◆ REQUIRED WORK: I need all the entries repeated exactly as written.

(Stored data)
PR #42, opened 2018-04-25
fix: eslint module path resolver for yarn workspaces

### LINKED ISSUE #41: Yarn workspaces
The module resolver looking for your local eslint installation seems not to be compatible with yarn workspaces.

It apparently only looks into the ./node_modules folder in the rootDir and not the repo-root node_modules.

igl:
Instead of looking for the closest node_modules, it will resolve the path like require.resolve() starting from config.rootDir.

Fixes #41
All tests pass
Rejoice

### DIFF
--- a/package.json
+++ b/package.json
@@ -24,8 +24,8 @@
   "dependencies": {
     "cosmiconfig": "^3.0.1",
     "eslint": "^4.5.0",
-    "find-up": "^2.1.0",
     "pify": "3.0.0",
+    "resolve": "1.7.1",
     "throat": "4.1.0",
     "worker-farm": "1.5.0"
   },
--- a/src/utils/__tests__/getLocalESLint.test.js
+++ b/src/utils/__tests__/getLocalESLint.test.js
@@ -1,0 +1,12 @@
+const getLocalESLint = require('../getLocalESLint');
+const requiredESLint = require('eslint');
+
+it('requires eslint', () => {
+  // eslint-disable-next-line global-require
+  expect(getLocalESLint({})).toBe(requiredESLint);
+});
+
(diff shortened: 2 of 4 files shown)


package.json
```diff
@@ -24,8 +24,8 @@
   "dependencies": {
     "cosmiconfig": "^3.0.1",
     "eslint": "^4.5.0",
-    "find-up": "^2.1.0",
     "pify": "3.0.0",
+    "resolve-from": "4.0.0",
```
ljharb: Please do not se this module; you should be able to achieve this with `resolve`

ljharb: I maintain it; I didn't create it.

No, it doesn't fall back to the built in function, but that's an implementation detail.

igl: tomato potato. Jest actually comes with it's own `jest-resolve` package which seems to be a fork of substack/node-resolve.

They did not write docs about it at all, so i would refrain from using that anyhow.

igl:
It's using `resolve` now.
I added a basic unit test.

Should i do the work and add a proper integration test to check my mono-repo scenario? 
I will have to allow a fake node_modules folder to be in the fixtures folder.
Not sure how to go about that yet. 
Maybe programmatically create it when the test runs?

ljharb:
I think it’s fine to add a fake node_modules and package.json into the repo inside the tests dir

tomasz-sodzawiczny:
@igl Why is this PR stuck? Can I help somehow? I'm also waiting for this to work with yarn workspaces. :)

ljharb:
@igl are you no longer interested in pursuing this?

sibelius:
can't eslint solve this?

PR #23, opened 2016-02-06
Have the JoystickButtonManager throw exceptions during tests and retu…

JohnGilb:
…rn mock buttons during runtime (if somebody tries to get an illegal button)


tests/xbot/common/controls/sensors/JoystickButtonManagerTest.java
```diff
@@ -16,25 +19,36 @@ public void testAvailability() {
...
+            testButton(testButtons, x);
         }
 
     }
+    
+    private void testButton(JoystickButtonManager manager, int i) {
+        try {
+            manager.getifAvailable(i);
+            assertTrue(false);
+        } catch (Exception e)
```
WasabiFan: Newline after the close brace

tests/xbot/common/controls/sensors/JoystickButtonManagerTest.java
```diff
@@ -16,25 +19,36 @@ public void testAvailability() {
...
-            assertTrue("Button " + x + " should be null.", null == testButtons.getifAvailable(x));
+            testButton(testButtons, x);
         }
 
     }
+    
+    private void testButton(JoystickButtonManager manager, int i) {
+        try {
+            manager.getifAvailable(i);
+            assertTrue(false);
```
WasabiFan: You should be able to `fail()`

src/xbot/common/controls/sensors/JoystickButtonManager.java
```diff
@@ -44,14 +52,28 @@ public void addAnalogButton(AnalogHIDDescription desc) {
...
         } else {
             // Warn people that terrible things are happening, then return a null button.
-            log.error("button " + buttonNumber + " is already used! Cannot be used twice!");
-            return null;
+            String message = "button " + buttonNumber + " is already used! Cannot be used twice!";
+            return getMockButton(message);
         }
     }
+    
+    private AdvancedJoystickButton getMockButton(String message) {
```
WasabiFan: I don't think that we want a method called `getMockButton` to log as well and throw exceptions. I think it would be better to either:
- Log and throw outside of the method instead
- Rename it to `handleBadButton` (or similar)

src/xbot/common/controls/sensors/JoystickButtonManager.java
```diff
@@ -44,14 +52,28 @@ public void addAnalogButton(AnalogHIDDescription desc) {
     }
 
     public AdvancedJoystickButton getifAvailable(int buttonNumber) {
+        
+        if (buttonNumber < 1 || buttonNumber > maxButtons) {
+            String message = "button " + buttonNumber + " is out of range!";
```
WasabiFan: I think we can streamline this to one line -- it seems like it would be easier to read.

tests/xbot/common/controls/sensors/JoystickButtonManagerTest.java
```diff
@@ -16,25 +19,36 @@ public void testAvailability() {
...
             assertTrue("Button " + x + " should not be null.", null != testButtons.getifAvailable(x));
         }
         for (int x = 1; x <= 12; x++) {
-            assertTrue("Button " + x + " should be null.", null == testButtons.getifAvailable(x));
+            testButton(testButtons, x);
         }
 
     }
+    
+    private void testButton(JoystickButtonManager manager, int i) {
```
WasabiFan: jUnit has an annotation for expected exceptions. I think it would be best to actually split this up into separate tests and set the exception that you want to see.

◆ RESULT OF THE EXERCISE:
PR #42, opened 2018-04-25
fix: eslint module path resolver for yarn workspaces

### LINKED ISSUE #41: Yarn workspaces
The module resolver looking for your local eslint installation seems not to be compatible with yarn workspaces.

It apparently only looks into the ./node_modules folder in the rootDir and not the repo-root node_modules.

igl:
Instead of looking for the closest node_modules, it will resolve the path like require.resolve() starting from config.rootDir.

Fixes #41
All tests pass
Rejoice

### DIFF
--- a/package.json
+++ b/package.json
@@ -24,8 +24,8 @@
   "dependencies": {
     "cosmiconfig": "^3.0.1",
     "eslint": "^4.5.0",
-    "find-up": "^2.1.0",
     "pify": "3.0.0",
+    "resolve": "1.7.1",
     "throat": "4.1.0",
     "worker-farm": "1.5.0"
   },
--- a/src/utils/__tests__/getLocalESLint.test.js
+++ b/src/utils/__tests__/getLocalESLint.test.js
@@ -1,0 +1,12 @@
+const getLocalESLint = require('../getLocalESLint');
+const requiredESLint = require('eslint');
+
+it('requires eslint', () => {
+  // eslint-disable-next-line global-require
+  expect(getLocalESLint({})).toBe(requiredESLint);
+});
+
(diff shortened: 2 of 4 files shown)


package.json
```diff
@@ -24,8 +24,8 @@
   "dependencies": {
     "cosmiconfig": "^3.0.1",
     "eslint": "^4.5.0",
-    "find-up": "^2.1.0",
     "pify": "3.0.0",
+    "resolve-from": "4.0.0",
```
ljharb: Please do not se this module; you should be able to achieve this with `resolve`

ljharb: I maintain it; I didn't create it.

No, it doesn't fall back to the built in function, but that's an implementation detail.

igl: tomato potato. Jest actually comes with it's own `jest-resolve` package which seems to be a fork of substack/node-resolve.

They did not write docs about it at all, so i would refrain from using that anyhow.

igl:
It's using `resolve` now.
I added a basic unit test.

Should i do the work and add a proper integration test to check my mono-repo scenario? 
I will have to allow a fake node_modules folder to be in the fixtures folder.
Not sure how to go about that yet. 
Maybe programmatically create it when the test runs?

ljharb:
I think it’s fine to add a fake node_modules and package.json into the repo inside the tests dir

tomasz-sodzawiczny:
@igl Why is this PR stuck? Can I help somehow? I'm also waiting for this to work with yarn workspaces. :)

ljharb:
@igl are you no longer interested in pursuing this?

sibelius:
can't eslint solve this?

PR #23, opened 2016-02-06
Have the JoystickButtonManager throw exceptions during tests and retu…

JohnGilb:
…rn mock buttons during runtime (if somebody tries to get an illegal button)


tests/xbot/common/controls/sensors/JoystickButtonManagerTest.java
```diff
@@ -16,25 +19,36 @@ public void testAvailability() {
...
+            testButton(testButtons, x);
         }
 
     }
+    
+    private void testButton(JoystickButtonManager manager, int i) {
+        try {
+            manager.getifAvailable(i);
+            assertTrue(false);
+        } catch (Exception e)
```
WasabiFan: Newline after the close brace

tests/xbot/common/controls/sensors/JoystickButtonManagerTest.java
```diff
@@ -16,25 +19,36 @@ public void testAvailability() {
...
-            assertTrue("Button " + x + " should be null.", null == testButtons.getifAvailable(x));
+            testButton(testButtons, x);
         }
 
     }
+    
+    private void testButton(JoystickButtonManager manager, int i) {
+        try {
+            manager.getifAvailable(i);
+            assertTrue(false);
```
WasabiFan: You should be able to `fail()`

src/xbot/common/controls/sensors/JoystickButtonManager.java
```diff
@@ -44,14 +52,28 @@ public void addAnalogButton(AnalogHIDDescription desc) {
...
         } else {
             // Warn people that terrible things are happening, then return a null button.
-            log.error("button " + buttonNumber + " is already used! Cannot be used twice!");
-            return null;
+            String message = "button " + buttonNumber + " is already used! Cannot be used twice!";
+            return getMockButton(message);
         }
     }
+    
+    private AdvancedJoystickButton getMockButton(String message) {
```
WasabiFan: I don't think that we want a method called `getMockButton` to log as well and throw exceptions. I think it would be better to either:
- Log and throw outside of the method instead
- Rename it to `handleBadButton` (or similar)

src/xbot/common/controls/sensors/JoystickButtonManager.java
```diff
@@ -44,14 +52,28 @@ public void addAnalogButton(AnalogHIDDescription desc) {
     }
 
     public AdvancedJoystickButton getifAvailable(int buttonNumber) {
+        
+        if (buttonNumber < 1 || buttonNumber > maxButtons) {
+            String message = "button " + buttonNumber + " is out of range!";
```
WasabiFan: I think we can streamline this to one line -- it seems like it would be easier to read.

tests/xbot/common/controls/sensors/JoystickButtonManagerTest.java
```diff
@@ -16,25 +19,36 @@ public void testAvailability() {
...
             assertTrue("Button " + x + " should not be null.", null != testButtons.getifAvailable(x));
         }
         for (int x = 1; x <= 12; x++) {
-            assertTrue("Button " + x + " should be null.", null == testButtons.getifAvailable(x));
+            testButton(testButtons, x);
         }
 
     }
+    
+    private void testButton(JoystickButtonManager manager, int i) {
```
WasabiFan: jUnit has an annotation for expected exceptions. I think it would be best to actually split this up into separate tests and set the exception that you want to see.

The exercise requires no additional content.